[Stored data entries]
PR #4108, opened 2021-04-03
Fix docker build with empty idls

longquanzheng:
**What changed?**
Fix docker build with empty idls

**Why?**
for https://github.com/uber/cadence/issues/4105

**How did you test it?**
local test

**Potential risks**

**Release notes**

**Documentation Changes**

### DIFF
--- a/Makefile
+++ b/Makefile
@@ -251,7 +251,7 @@ $(BUILD)/protoc: $(PROTO_FILES) $(BIN)/$(PROTOC_VERSION_BIN) $(BIN)/protoc-gen-g
 	touch $(BUILD)/protoc
 
 .fake-thrift: | $(BIN) $(BUILD)
-	git submodule update --init --recursive
+	$(if $(THRIFT_GEN),touch $(THRIFT_GEN),)
 	touch $(BIN)/thriftrw $(BIN)/thriftrw-plugin-yarpc
 	touch $(THRIFT_GEN)
 
--- a/Makefile
+++ b/Makefile
@@ -251,6 +251,7 @@ $(BUILD)/protoc: $(PROTO_FILES) $(BIN)/$(PROTOC_VERSION_BIN) $(BIN)/protoc-gen-g
 	touch $(BUILD)/protoc
 
 .fake-thrift: | $(BIN) $(BUILD)
+	git submodule update --init --recursive
 	touch $(BIN)/thriftrw $(BIN)/thriftrw-plugin-yarpc
 	touch $(THRIFT_GEN)
 
--- a/Makefile
+++ b/Makefile
@@ -251,9 +251,8 @@ $(BUILD)/protoc: $(PROTO_FILES) $(BIN)/$(PROTOC_VERSION_BIN) $(BIN)/protoc-gen-g
 	touch $(BUILD)/protoc
 
 .fake-thrift: | $(BIN) $(BUILD)
-	$(if $(THRIFT_GEN),touch $(THRIFT_GEN),)
 	touch $(BIN)/thriftrw $(BIN)/thriftrw-plugin-yarpc
-	touch $(THRIFT_GEN)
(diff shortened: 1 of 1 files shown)


Groxx (changes requested):
no, this belongs somewhere else.  it's a totally separate 'thing' to do, it needs its own target

Groxx:
Is this just for CI builds?  we can / probably should just change it to `git clone --recursive` instead

Groxx:
if it's just for empty `THRIFT_GEN` (which is probably fine to leave), `$(if $(THRIFT_GEN),touch $(THRIFT_GEN),)` would likely work as well, and avoids the clone entirely

longquanzheng:
> Is this just for CI builds? we can / probably should just change it to `git clone --recursive` instead

I ran into this when I tried to manually build docker image for testing.
But actually, this is also breaking out CI build -- out master images hasn't been updated for a while.

longquanzheng:
> if it's just for empty `THRIFT_GEN` (which is probably fine to leave), `$(if $(THRIFT_GEN),touch $(THRIFT_GEN),)` would likely work as well, and avoids the clone entirely

That works! thanks! Updated my PR.

longquanzheng:
> if it's just for empty `THRIFT_GEN` (which is probably fine to leave), `$(if $(THRIFT_GEN),touch $(THRIFT_GEN),)` would likely work as well, and avoids the clone entirely

Tested that works. Thanks. Updated my PR. 
btw what is the purpose of that then? if we could do noop of it, why we need it?

longquanzheng:
> at the end, similar reasons as .fake-protoc: order matters. and you'll need to _replace_ the `touch $(THRIFT_GEN)` or it'll fail in the same way, because it's still executing `touch [nothing]`

No, it doesn't fail. Looks like they are  different from the Makefile

Groxx:
> > at the end, similar reasons as .fake-protoc: order matters. and you'll need to _replace_ the `touch $(THRIFT_GEN)` or it'll fail in the same way, because it's still executing `touch [nothing]`
> 
> No, it doesn't fail. Looks like they are different from the Makefile

see if you have an idls folder locally - you probably created it with your earlier changes.

anyway.  what it is is a small number of lines above: it's a marker for "have we generated thrift file X", for each file.
- when we're generating code, those files have a last-modified date.  if it's newer than the generated source files based on them, thrift-gen is re-done.  so touching them updates their last-modified to 'now', and later things are updated or ignored based on that.
- when we're _not_ generating code, they may not exist, so it's an empty variable.  so `$(if [empty],touch [nothing],)` takes the "else" branch and does nothing, because it'd be an error anyway.
- last but not least: since the var is empty, it's not anything that can be depended on, so even if it's in a dependency list somewhere, it does nothing.

longquanzheng:
@Groxx yes there is an empty `idls/`. But it's added since the checkout. 
I also verified by cloning a new repo:
```
(master)$ls
CHANGELOG.md  LICENSE	PROPOSALS.md  RELEASES.md  canary  cmd	   config  docs		go.mod	host  proto	   schema   service
Dockerfile    Makefile	README.md     bench	   client  common  docker  environment	go.sum	idls  revive.toml  scripts  tools
qlong@~/tmp/tmp2/cadence:
(master)$
qlong@~/tmp/tmp2/cadence:
(master)$ls idls/
qlong@~/tmp/tmp2/cadence:
(master)$make .fake-protoc
touch .bin/protoc-3.14.0 .bin/protoc-gen-gogofast .bin/protoc-gen-yarpc-go
touch .build/protoc
```

Groxx:
I just tried it locally too.  I can reproduce + this fixes it, so 👍 

if you'd like, a `# comment` after that `$(..)` will work, e.g. `# maybe ignoring empty idl folder`.  it'll be printed since the line isn't prefixed with `@`, but that's probably a good thing (makes it clear if/when something happens in CI)

Groxx (approved):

What to do >> Each line of the data that contains "when" belongs in the answer.

Result for this exercise >>
I ran into this when I tried to manually build docker image for testing.
- when we're generating code, those files have a last-modified date.  if it's newer than the generated source files based on them, thrift-gen is re-done.  so touching them updates their last-modified to 'now', and later things are updated or ignored based on that.
- when we're _not_ generating code, they may not exist, so it's an empty variable.  so `$(if [empty],touch [nothing],)` takes the "else" branch and does nothing, because it'd be an error anyway.
if you'd like, a `# comment` after that `$(..)` will work, e.g. `# maybe ignoring empty idl folder`.  it'll be printed since the line isn't prefixed with `@`, but that's probably a good thing (makes it clear if/when something happens in CI)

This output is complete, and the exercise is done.